The substitution method is a powerful technique used to solve systems of equations. It involves expressing one variable in terms of another and then substituting that expression into the other equations. This reduces the number of variables and equations we need to deal with at any given time, simplifying the problem.
In the original problem, the substitution method is applied by first manipulating the third equation: \(x^2 - xy = 0\). We factor this to get \(x(x-y) = 0\), revealing two potential solutions: \(x = 0\) or \(x = y\).
By choosing to substitute \(x = y\) into the first and second equations, it allows us to find simpler relationships between the remaining variables \(y\) and \(z\). This strategic choice makes the equations easier to solve step-by-step.

• First, solve for one variable in one equation.
• Substitute this variable in other equations.
• Solve the resulting simpler system.

Remember, correct substitution is key to simplifying complex equations!

Mathematics problem solving is a skill that involves understanding, planning, and carrying out a series of logical steps to arrive at a solution. For solving a system of equations, problem solving becomes a process of:

• Analyzing the system to identify which method (like substitution) is most suitable.
• Breaking down the problem into smaller, manageable steps.
• Executing each step carefully and validating the result each time.

In the context of the substitution method for this exercise, it's about understanding how one substitution can simplify the entire system. By analyzing each equation's potential for substitution and manipulation, we can create a logical path to the solution.
Moreover, mathematics problem solving requires verification. This is done by substituting the found solutions back into the original equations to ensure that they satisfy all conditions. It's a systematic approach where every step needs to be validated thoroughly to confirm the correctness of the solution.

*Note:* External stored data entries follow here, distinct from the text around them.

PR #8223, opened 2025-02-18
Documenting the use of kubernetesUsername while creating an access entry

jolivataws:
### Description

The intention of this change is to document that it is possible to specify the kubernetesUsername field while creating an access entry. 

Currently there are no reference to the parameter which currently is leading to the users to believe that this capability is not available for the eksctl.

I have modified the example provided that it is given to the users to showcase that the use of the field is possible.

### Checklist
- [X] Manually tested
- [] (Core team) Added labels for change area (e.g. `area/nodegroup`) and kind (e.g. `kind/improvement`)

- [] Backfilled missing tests for code in same general area :tada:
- [] Refactored something and made the world a better place :star2:

### DIFF
--- a/examples/40-access-entries.yaml
+++ b/examples/40-access-entries.yaml
@@ -21,6 +21,7 @@ accessConfig:
       kubernetesGroups: # optional Kubernetes groups
         - group1 # groups can used to give permissions via RBAC
         - group2
+      kubernetesUsername: username # optional Kubernetes username
     - principalARN: arn:aws:iam::111122223333:role/role-name-1
       accessPolicies: # optional access polices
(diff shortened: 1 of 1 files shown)


examples/40-access-entries.yaml
```diff
@@ -21,6 +21,7 @@ accessConfig:
       kubernetesGroups: # optional Kubernetes groups
         - group1 # groups can used to give permissions via RBAC
         - group2
+      kubernetesUsername: username # optional Kubernetes username
```
bryantbiggs, line 24: these are just examples, but the config schema does show/document this option https://eksctl.io/usage/schema/#accessConfig-accessEntries-kubernetesUsername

An algebraic solution to a problem uses algebra, which involves symbols and the rules for manipulating these symbols to represent problems and solve them. When tackling a system of equations algebraically, like in this exercise:

• Begin by simplifying the equations as much as possible.
• Apply algebraic operations to manipulate the equations for easier solving.
• Look for opportunities to factor, combine terms, and substitute expressions.

In our example, algebra is used right from factoring \(x^2 - xy = 0\) to formulating substitutions \(x = y\) which reduce the system's complexity. The power of algebra comes through, as it helps in transforming the system of equations into something more manageable.
Finally, validate algebraic solutions by substituting back into the original equations. This is vital since it helps confirm that each potential solution indeed satisfies all original conditions, ensuring the correctness and reliability of the outcome.